▸ Input

PR #176, opened 2024-01-02
contracts-core: verifier: proof linking unit tests

akirillo:
This PR adds unit tests for proof linking, both in the single and batch case. Additionally, it breaks out Plonk proof processing logic the overarching `verify_match` method to make existing unit tests for the Plonk proofs in a match bundle more straightforwards & appropriately scoped.

All unit tests in the `verifier` module pass.


contracts-core/src/transcript/mod.rs
```diff
@@ -128,14 +124,27 @@ impl<H: HashBackend> Transcript<H> {
...
             gamma,
             alpha,
             zeta,
             v,
             u,
-        })
+        }
+    }
+
+    pub fn compute_linking_proof_challenge(
```
joeykraut, line 141: nit: this method could use a doc comment, to an unfamiliar reader it is not obvious that these challenges are for a different polynomial protocol

contracts-core/src/verifier/mod.rs
```diff
@@ -829,6 +858,294 @@ mod tests {
...
+        let mut evaluations = domain.fft(&poly.coeffs);
+        evaluations.splice(
+            link_group_offset..link_group_offset + link_group.len(),
+            link_group,
+        );
+        let coeffs = domain.ifft(&evaluations);
+        poly.coeffs = coeffs;
+    }
+
+    fn add_shared_link_group<R: CryptoRng + RngCore>(
```
joeykraut, line 945: we should replace these methods with the prover side utility when that is complete. the link group domains are a bit more complicated than splicing evaluations, especially when the polys are of different native domains. Not worth replicating all that logic here, so we can just use prover side utils

Can we add a todo comment for that?

contracts-core/src/verifier/mod.rs
```diff
@@ -829,6 +858,294 @@ mod tests {
...
+        );
+
+        let party_0_valid_commitments_valid_match_settle_linking_vkey = LinkingVerificationKey {
+            link_group_generator: domain.group_gen,
+            link_group_offset: party_0_valid_commitments_valid_match_settle_offset,
+            link_group_size: LINK_GROUP_SIZE,
+        };
+
+        // Prove the `PARTY 1 VALID COMMITMENTS` <-> `VALID MATCH SETTLE` linking
+        let (party_1_valid_commitments_valid_match_settle_linking_proof, _, _) = prove_link(
```
joeykraut: nit: I'd shorten these names

contracts-core/src/verifier/mod.rs
```diff
@@ -829,6 +858,294 @@ mod tests {
...
+        poly_2: &mut DensePolynomial<ScalarField>,
+        domain: &impl EvaluationDomain<ScalarField>,
+        link_group_offset: usize,
+    ) {
+        let link_group = random_scalars(LINK_GROUP_SIZE, rng);
+        add_link_group_to_poly(poly_1, domain, link_group_offset, link_group.clone());
+        add_link_group_to_poly(poly_2, domain, link_group_offset, link_group);
+    }
+
+    fn compute_single_link_test_data<R: CryptoRng + RngCore>(
```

▸ Aim of the exercise
Print the records again, exactly as they stand above.

▸ Response below
PR #176, opened 2024-01-02
contracts-core: verifier: proof linking unit tests

akirillo:
This PR adds unit tests for proof linking, both in the single and batch case. Additionally, it breaks out Plonk proof processing logic the overarching `verify_match` method to make existing unit tests for the Plonk proofs in a match bundle more straightforwards & appropriately scoped.

All unit tests in the `verifier` module pass.


contracts-core/src/transcript/mod.rs
```diff
@@ -128,14 +124,27 @@ impl<H: HashBackend> Transcript<H> {
...
             gamma,
             alpha,
             zeta,
             v,
             u,
-        })
+        }
+    }
+
+    pub fn compute_linking_proof_challenge(
```
joeykraut, line 141: nit: this method could use a doc comment, to an unfamiliar reader it is not obvious that these challenges are for a different polynomial protocol

contracts-core/src/verifier/mod.rs
```diff
@@ -829,6 +858,294 @@ mod tests {
...
+        let mut evaluations = domain.fft(&poly.coeffs);
+        evaluations.splice(
+            link_group_offset..link_group_offset + link_group.len(),
+            link_group,
+        );
+        let coeffs = domain.ifft(&evaluations);
+        poly.coeffs = coeffs;
+    }
+
+    fn add_shared_link_group<R: CryptoRng + RngCore>(
```
joeykraut, line 945: we should replace these methods with the prover side utility when that is complete. the link group domains are a bit more complicated than splicing evaluations, especially when the polys are of different native domains. Not worth replicating all that logic here, so we can just use prover side utils

Can we add a todo comment for that?

contracts-core/src/verifier/mod.rs
```diff
@@ -829,6 +858,294 @@ mod tests {
...
+        );
+
+        let party_0_valid_commitments_valid_match_settle_linking_vkey = LinkingVerificationKey {
+            link_group_generator: domain.group_gen,
+            link_group_offset: party_0_valid_commitments_valid_match_settle_offset,
+            link_group_size: LINK_GROUP_SIZE,
+        };
+
+        // Prove the `PARTY 1 VALID COMMITMENTS` <-> `VALID MATCH SETTLE` linking
+        let (party_1_valid_commitments_valid_match_settle_linking_proof, _, _) = prove_link(
```
joeykraut: nit: I'd shorten these names

contracts-core/src/verifier/mod.rs
```diff
@@ -829,6 +858,294 @@ mod tests {
...
+        poly_2: &mut DensePolynomial<ScalarField>,
+        domain: &impl EvaluationDomain<ScalarField>,
+        link_group_offset: usize,
+    ) {
+        let link_group = random_scalars(LINK_GROUP_SIZE, rng);
+        add_link_group_to_poly(poly_1, domain, link_group_offset, link_group.clone());
+        add_link_group_to_poly(poly_2, domain, link_group_offset, link_group);
+    }
+
+    fn compute_single_link_test_data<R: CryptoRng + RngCore>(
```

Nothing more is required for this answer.